■ DIRECTIONS
Write out every line below that contains "CertificateDetails".

Saved data entries
* * * *

PR #26, opened 2018-02-13
ABD-35: Update to log all events using event emitter

adityapahuja:
Update policy, saml proxy and saml soap proxy to log all other events (e.g. error events and external communications events) using event emitter library.

Authors: @adityapahuja @MichaelWalker


build.gradle
```diff
@@ -21,6 +21,7 @@ ext {
 
 def dependencyVersions = [
             ida_utils:'323',
+            rest_utils:'330',
```
willp-bl: any reason to use rest-utils at the same time as ida-utils? it's the same lib...

willp-bl: we shouldn't let the versions drift if they are both required for some reason

willp-bl: (I've not reviewed this PR)

MichaelWalker: Agree that we shouldn't let the versions drift.

In this case upgrading security utils to 330 breaks all kinds of things in some quite non-trivial ways. Andy Paine has been working on getting a fix for that, but for now we are keen to commit this code in a non breaking way, (as its a large enough merge as it is and we'd like to avoid long lived branches)

These should get back in sync again soon - just wanted to be able to commit this work before it causes conflicts.

willp-bl: Could you add a comment to that effect so people know it's temporary?

adityapahuja: This has been done. Please see https://github.com/alphagov/verify-hub/commit/d232e6a84ce73effb46e820b89be782b4a8dac4f.

hub/policy/src/main/java/uk/gov/ida/hub/policy/exception/IdpDisabledExceptionMapper.java
```diff
@@ -1,52 +1,41 @@
...
 
-import com.google.common.collect.ImmutableMap;
 import org.slf4j.Logger;
 import org.slf4j.LoggerFactory;
 import uk.gov.ida.common.ErrorStatusDto;
 import uk.gov.ida.common.ExceptionType;
 import uk.gov.ida.common.ServiceInfoConfiguration;
 import uk.gov.ida.eventsink.EventDetailsKey;
 import uk.gov.ida.eventsink.EventSinkHubEventConstants;
+import uk.gov.ida.eventsink.EventSinkProxy;
```
phantas: Why are we leaving eventsink here too?

hub/policy/src/main/java/uk/gov/ida/hub/policy/exception/PolicyApplicationExceptionMapper.java
```diff
@@ -61,18 +58,7 @@ private boolean auditException(final ApplicationException exception) {
...
-
-            if (getSessionId().isPresent()) {
-                eventSinkMessageSenderFacade.audit(exception, exception.getErrorId(), getSessionId().get(), eventDetails);
-            } else {
-                eventSinkMessageSenderFacade.audit(exception, exception.getErrorId(), NO_SESSION_CONTEXT_IN_ERROR,
-                        eventDetails
-                );
-            }
-
+            eventLogger.logErrorEvent(exception.getErrorId(), getSessionId().or(NO_SESSION_CONTEXT_IN_ERROR), exception.getMessage(), exception.getUri().or(URI.create("uri-not-present")).toASCIIString());
```
phantas: ❤️ simplification

phantas: but I would break this line in multilines, it's too long and hard to see where the "or"s relate to

adityapahuja: I have fixed it in a new pull request (https://github.com/alphagov/verify-hub/pull/30).

hub/policy/src/main/java/uk/gov/ida/hub/policy/PolicyModule.java
```diff
@@ -9,6 +9,8 @@
 import uk.gov.ida.common.ServiceInfoConfiguration;
 import uk.gov.ida.common.shared.security.IdGenerator;
 import uk.gov.ida.eventsink.EventSink;
+import uk.gov.ida.eventsink.EventSinkHttpProxy;
+import uk.gov.ida.eventsink.EventSinkProxy;
```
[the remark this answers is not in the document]
adityapahuja: Event Sink is still required since policy needs to send events to Event Sink for audit and billing purposes.

PR #27, opened 2018-02-13
ABD-35: Add a feature toggle to send events to a recording system

adityapahuja:
Adding a configurable toggle to policy, saml soap proxy and saml proxy to send or not to send events to a recording system. The default is not to send events to the recording system.

Authors: @adityapahuja

### DIFF
--- a/hub/policy/src/main/java/uk/gov/ida/hub/policy/logging/HubEventLogger.java
+++ b/hub/policy/src/main/java/uk/gov/ida/hub/policy/logging/HubEventLogger.java
@@ -10,6 +10,7 @@ import uk.gov.ida.eventemitter.EventEmitter;
 import uk.gov.ida.eventsink.EventDetailsKey;
 import uk.gov.ida.eventsink.EventSinkHubEventConstants;
 import uk.gov.ida.eventsink.EventSinkProxy;
+import uk.gov.ida.hub.policy.PolicyConfiguration;
 import uk.gov.ida.hub.policy.contracts.SamlResponseWithAuthnRequestInformationDto;
 import uk.gov.ida.hub.policy.domain.EventSinkHubEvent;
 import uk.gov.ida.hub.policy.domain.FraudDetectedDetails;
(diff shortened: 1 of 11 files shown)


hub/policy/src/main/java/uk/gov/ida/hub/policy/logging/HubEventLogger.java
```diff
@@ -199,7 +205,10 @@ public void logRequestFromHub(SessionId sessionId, String transactionEntityId) {
                 details);
 
         eventSinkProxy.logHubEvent(eventSinkHubEvent);
-        eventEmitter.record(eventSinkHubEvent);
+
+        if (sendToRecordingSystem) {
```
MichaelWalker: Why not have the logic about 'to send or not to send' live in the EventEmitter? That way we reduce the code duplication?

willp-bl:
I've not read the PR but we must continue to send to event sink, is it the new recording system that is off by default?

hub/policy/src/main/java/uk/gov/ida/hub/policy/logging/HubEventLogger.java
```diff
@@ -75,12 +76,17 @@
...
     private final ServiceInfoConfiguration serviceInfo;
     private final EventEmitter eventEmitter;
+    private final boolean sendToRecordingSystem;
 
     @Inject
-    public HubEventLogger(ServiceInfoConfiguration serviceInfo, EventSinkProxy eventSinkProxy, EventEmitter eventEmitter) {
+    public HubEventLogger(ServiceInfoConfiguration serviceInfo,
+                          EventSinkProxy eventSinkProxy,
+                          EventEmitter eventEmitter,
+                          PolicyConfiguration configuration) {
```
MichaelWalker: Pulling in the whole configuration just for a single boolean feels slightly overkill. Is there a nice way to only pass in the things that we care about?

hub/policy/src/main/java/uk/gov/ida/hub/policy/logging/HubEventLogger.java
adityapahuja: Good idea, I will make the changes to Event Emitter.

adityapahuja:
@willp-bl This change does not affect Hub sending events to Event Sink. In other words, when the toggle is set to not to send events to a new recording system, Hub will still continue to send events to Event Sink. The new recording system is not set up in production yet but is available in test environment. That's why we added the toggle. I have created a new pull request. Please see https://github.com/alphagov/verify-hub/pull/30.

PR #28, opened 2018-02-13
BAU: Upgrade security utils

andy-paine:
Due to changes to the way DeserializablePublicKeyConfiguration works,
fed-config DTOs can no longer use that class to get certificates.
Due to an outstanding bug, we cannot use the specific subtype so
this commit ports the relevant class (and merges the abstract super)
to perform the same behaviour locally in hub.
To allow the DTO getters to remain the same, certificates are new-ed
inside the getters. This requires the base Certificate class to be
comparable to prevent referencing issues so an equals and hashCode
method were added

There is a plan to eventually migrate these DTOs to a database rather
than file backed system in which case this issue will be redundant

### DIFF
--- a/hub/config/src/main/java/uk/gov/ida/hub/config/domain/CertificateDetails.java
+++ b/hub/config/src/main/java/uk/gov/ida/hub/config/domain/CertificateDetails.java
@@ -24,7 +24,7 @@ public class CertificateDetails {
         this.isEnabled = isEnabled;
     }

* * * *

■ SOLUTION TO THIS TASK
--- a/hub/config/src/main/java/uk/gov/ida/hub/config/domain/CertificateDetails.java
+++ b/hub/config/src/main/java/uk/gov/ida/hub/config/domain/CertificateDetails.java
@@ -24,7 +24,7 @@ public class CertificateDetails {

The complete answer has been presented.